-- Opening Marker --
PR #3030, opened 2023-12-04
Update documentation of video tutorial to clarify version

jessica-mitchell:
The video tutorial is old and uses 2.12, and also does not work with the newer syntax.
Until a  new video is created, I added the version of NEST that is in the video and a note to 3.x users that there is incompatibility.


jessica-mitchell:
Merging with self-review as its minor documentation change

PR #3031, opened 2023-12-05
Remove unused doxygen groups in developer documentation

jessica-mitchell:
This PR removes various groups that either do not have a definition (defgroup) or they do not have any members (ingroup).
In a future PR, some groups may be re-introduced but with proper structuring.


terhorstd (approved):
LGTM. Probably we will add some back in later, once the new defgroups are available.
:+1:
-- Closing Marker --
Work item: From the records above, print exactly the lines that run from the line with "there is incompatibility." to the line with "This PR removes", inclusive.

Answer for this exercise:
Until a  new video is created, I added the version of NEST that is in the video and a note to 3.x users that there is incompatibility.


jessica-mitchell:
Merging with self-review as its minor documentation change

PR #3031, opened 2023-12-05
Remove unused doxygen groups in developer documentation

jessica-mitchell:
This PR removes various groups that either do not have a definition (defgroup) or they do not have any members (ingroup).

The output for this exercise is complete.